Improving machine learning data utility and optimal K-anonymization
Machine learning models are being rapidly adopted for many predictive analytics purposes particularly in the areas related to human health and behaviour. However, publishing training models and data sets that are generated by human activities is often hindered by privacy protection requirements (e.g., data anonymization) and by the concern of disclosing too much personal information. Finding the right balance between privacy of individuals and the utility of large data sets is a challenge needs to be addressed by designers prior to model training. Mathematical optimization can be a promising approach to address this problem where the utility of dataset is defined as the objective function that needs to be maximized while the requirements for anonymity are modelled as constraints over this function. In this talk we explore how the general data anonymization problem can be modelled as a mixed integer linear optimization. We then investigate the complexity of such models and discuss a number of strategies to reduce the complexity such that the problem can be partially solved.

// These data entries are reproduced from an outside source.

PR #152, opened 2022-05-09
feat: created customer detail page

ToukoH:


components/detail/CustomerDetail.tsx
```diff
@@ -0,0 +1,31 @@
+import { Customer } from "@/lib/types/apiTypes"
+import { Box, Flex, Heading } from "@chakra-ui/layout"
+import React from "react"
+
+type CustomerDetailprops = {
```
mapehe, line 5: You probably intended to write `CustomerDetailProps` here.

components/detail/CustomerDetail.tsx
```diff
@@ -0,0 +1,31 @@
...
+            border="1px solid"
+            borderColor="gray.400"
+            borderRadius="0.2rem"
+            padding="1rem 1rem"
+        >
+            <Heading>
+                <Box>{name}</Box>
+            </Heading>
+            <Flex>Description: {description}</Flex>
+            <Flex>Id: {id}</Flex>
```
mapehe, line 24: I think we should not display `id` here: It's a database row id for internal use only, so it's not really relevant information for the user.

components/detail/CustomerDetail.tsx
```diff
@@ -0,0 +1,31 @@
...
+            <Flex>Created: {created}</Flex>
```
mapehe, line 25: Currently these are ridiculously precise (like `2022-05-03T08:39:06.557445`). It would probably suffice to just convert these to dates.

lib/hooks/useCustomers.ts
```diff
@@ -12,11 +12,25 @@ import { NEXT_PUBLIC_API_URL } from "../conf"
 import { User } from "firebase/auth"
 
 export const customerEndpointURL = `${NEXT_PUBLIC_API_URL}/customer`
```
mapehe, line 14: For reasons I will explain later this file will probably need a `matchMutate`. Take a look at the `lib/hooks/useProjects.ts` file and look for match mutate.

You should define 
```
const projectIdEndpointCacheKeyRegex = /^\/project\/([0-9]+)$/
```
here and have the corresponding `matchMutate` for put and post hooks in this file below.

pages/customer/[id]/index.tsx
```diff
@@ -0,0 +1,42 @@
...
+import Loading from "@/components/common/Loading"
+import CustomerDetail from "@/components/detail/CustomerDetail"
+import { UserContext } from "@/lib/contexts/FirebaseAuthContext"
+import { useCustomerDetail } from "@/lib/hooks/useCustomers"
+
+type Props = {
+    customerId: number
+}
+
+function CustomerDetailsPage({ customerId }: Props): JSX.Element {
```
Comment (mapehe) [inline pages/customer/[id]/index.tsx:15]: I'd prefer this to be called `CustomerDetailPage`.

pages/customer/[id]/index.tsx
```diff
@@ -0,0 +1,42 @@
+import React, { useContext } from "react"
```
Comment (mapehe) [inline pages/customer/[id]/index.tsx:1]: Could you add links to these detail pages on the list that the user finds on `/customer`. Clicking on a customer on the list should open the corresponding detail page.

mapehe (changes requested):
Nice work overall, some polishing and this will be very nice!

lib/types/api.ts
```diff
@@ -77,7 +77,7 @@ export interface components {
       name: string;
       description?: string;
       /** Format: date-time */
-      created?: DateConstructor;
+      created?: string;
```
ToukoH, line 80: Apparently I have managed to change the type of 'created' from string to DateConstructor due to some unknown reasons. I checked the master-branch and the type of 'created' was originally a string so I reverted it.

mapehe (changes requested):
Some very minor comments and we're all good!

components/detail/CustomerDetail.tsx
```diff
@@ -22,8 +22,8 @@ function CustomerDetail({ customer }: CustomerDetailProps): JSX.Element {
                 <Box>{name}</Box>
             </Heading>
             <Flex>Description: {description}</Flex>
-            <Flex>Created: {parseDate(created)}</Flex>
-            <Flex>Updated: {parseDate(updated)}</Flex>
+            <Flex>Created: {created && getDisplayDate(created)}</Flex>
```
mapehe, line 25: I think it makes more sense to render
```
created && <Flex>Created: {getDisplayDate(created)}</Flex>
```

mapehe (changes requested):

mapehe (commented):
Nice work! 💎  Let's squash this to a single commit and merge.

mapehe (approved):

Bio: Reza Samavi is currently an assistant professor at the Department of Computing and Software at McMaster University where he holds the position of the department lead for the eHealth graduate program. Reza received his PhD and Masters from University of Toronto and his main research interests are in the fields of information security, privacy, and health data analytics. Reza is a faculty affiliate with the Vector Institute for Artificial Intelligence and a collaborating researcher with the SOSCIP working on developing an active classifier for radiation risk with medical imaging. For his research on information privacy Reza has received the Privacy Technologies Research Award from the IBM Center for Advanced Studies and the Privacy By Design Research Award from the Information and Privacy Commissioner of Ontario.